Raw data:

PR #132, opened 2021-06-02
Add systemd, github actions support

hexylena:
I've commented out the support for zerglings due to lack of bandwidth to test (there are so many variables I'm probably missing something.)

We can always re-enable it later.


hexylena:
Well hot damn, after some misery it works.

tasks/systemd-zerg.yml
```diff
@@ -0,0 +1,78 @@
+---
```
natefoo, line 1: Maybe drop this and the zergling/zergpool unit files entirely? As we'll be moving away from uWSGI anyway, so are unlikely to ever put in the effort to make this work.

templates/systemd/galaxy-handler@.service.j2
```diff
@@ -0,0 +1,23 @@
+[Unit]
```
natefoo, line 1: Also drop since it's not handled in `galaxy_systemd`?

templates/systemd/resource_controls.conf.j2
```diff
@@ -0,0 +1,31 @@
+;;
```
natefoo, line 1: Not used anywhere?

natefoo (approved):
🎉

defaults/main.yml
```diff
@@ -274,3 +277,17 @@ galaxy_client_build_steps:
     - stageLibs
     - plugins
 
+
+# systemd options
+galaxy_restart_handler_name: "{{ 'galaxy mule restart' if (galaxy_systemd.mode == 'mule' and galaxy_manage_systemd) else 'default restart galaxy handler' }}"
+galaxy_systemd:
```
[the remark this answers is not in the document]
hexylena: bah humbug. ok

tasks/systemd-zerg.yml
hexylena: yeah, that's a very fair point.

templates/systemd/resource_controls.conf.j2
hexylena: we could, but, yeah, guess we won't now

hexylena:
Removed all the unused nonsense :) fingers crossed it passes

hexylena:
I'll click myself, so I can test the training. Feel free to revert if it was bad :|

What is required:
Reproduce the data. Match each line exactly.

Solved exercise:
PR #132, opened 2021-06-02
Add systemd, github actions support

hexylena:
I've commented out the support for zerglings due to lack of bandwidth to test (there are so many variables I'm probably missing something.)

We can always re-enable it later.


hexylena:
Well hot damn, after some misery it works.

tasks/systemd-zerg.yml
```diff
@@ -0,0 +1,78 @@
+---
```
natefoo, line 1: Maybe drop this and the zergling/zergpool unit files entirely? As we'll be moving away from uWSGI anyway, so are unlikely to ever put in the effort to make this work.

templates/systemd/galaxy-handler@.service.j2
```diff
@@ -0,0 +1,23 @@
+[Unit]
```
natefoo, line 1: Also drop since it's not handled in `galaxy_systemd`?

templates/systemd/resource_controls.conf.j2
```diff
@@ -0,0 +1,31 @@
+;;
```
natefoo, line 1: Not used anywhere?

natefoo (approved):
🎉

defaults/main.yml
```diff
@@ -274,3 +277,17 @@ galaxy_client_build_steps:
     - stageLibs
     - plugins
 
+
+# systemd options
+galaxy_restart_handler_name: "{{ 'galaxy mule restart' if (galaxy_systemd.mode == 'mule' and galaxy_manage_systemd) else 'default restart galaxy handler' }}"
+galaxy_systemd:
```
[the remark this answers is not in the document]
hexylena: bah humbug. ok

tasks/systemd-zerg.yml
hexylena: yeah, that's a very fair point.

templates/systemd/resource_controls.conf.j2
hexylena: we could, but, yeah, guess we won't now

hexylena:
Removed all the unused nonsense :) fingers crossed it passes

hexylena:
I'll click myself, so I can test the training. Feel free to revert if it was bad :|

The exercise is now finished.